(Records from a collection)
━━━━━━━━━━

Issue #1664, opened 2024-03-01
Add HEDM intensity column to reflections table


psavery:
The reflections table currently has intensity information for powder via Ip (powder intensity), however, there is no HEDM equivalent to work with.  Adding a column which combines structure factor, polarization factor, and Lorentz factor together (specifically (|F|^2)*(polarization)*(Lorentz)).  This is already taken care of in the powder intensity calculation (along with other factors).  Such a value would also be a more useful value when filtering HKLs in fitgrains.  Thoughts?

_Originally posted by @gustafsonsven in https://github.com/HEXRD/hexrdgui/discussions/1662_

Yes! Let's add another column. Powder intensity is currently computed as follows:

```python
structure_factor*multiplicity*lorentz*polarization
```

But we will create a new column for HEDM that is computed as follows:

```python
structure_factor*lorentz*polarization
```

PR #1665, opened 2024-03-04
Add reflections table column for HEDM intensity

psavery:
This is computed nearly the same way as the powder intensity, except that it does not include multiplicity. It is particularly useful for rotation series data.

It is `Iₛ` in this table:

image

Fixes: #1664
Depends on: hexrd/hexrd#619


bnmajor (approved):
Other than the failing test this looks good to me!

psavery:
Just needed to re-run with updated HEXRD :slightly_smiling_face:

PR #1669, opened 2024-03-22
Only setup signals if masking is in progress

### LINKED ISSUE #1651: Masking issue
The point selector for `polygon` mask is still on while I'm in the `ellipse/rectangular` masking option.
Applied ellipse/rectangular masks
Applied polygon masks
The went back to apply ellipse/rectangular masks.

Screenshot of the test case
Screenshot 2024-01-12 at 12 33 50 PM

bnmajor:
Fixes #1651


psavery (approved):
I didn't try it, but the changes look good to me.

saransh13 (approved):
Can no longer see the bug with this change. LGTM

PR #1674, opened 2024-03-26
Use masked images for color map settings

psavery:
For Eiger, invalid pixels have a value of 4294967295. This really messes up the color map percentile defaults.

Instead of using the raw data for creating the default color map settings, we should use masked data instead, so that these invalid pixels are not included in the percentile setup.


psavery:
@saransh13 Is this change okay with you?

bnmajor (approved):
LGTM

PR #1676, opened 2024-03-26
Add an option to color invalid pixels

psavery:
If checked, pixels that are `nan` are displayed with a specified color.

First, a QColorDialog appears asking the user to select a color. After a color is selected, `nan` pixels will be displayed with this color.


psavery:
Here's an example:

eiger_invalid

bnmajor (approved):
Nice!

━━━━━━━━━━

### YOUR GOAL
The result is a copy of every line above where the word "rectangular" shows up.

### REPLY
The point selector for `polygon` mask is still on while I'm in the `ellipse/rectangular` masking option.
Applied ellipse/rectangular masks
The went back to apply ellipse/rectangular masks.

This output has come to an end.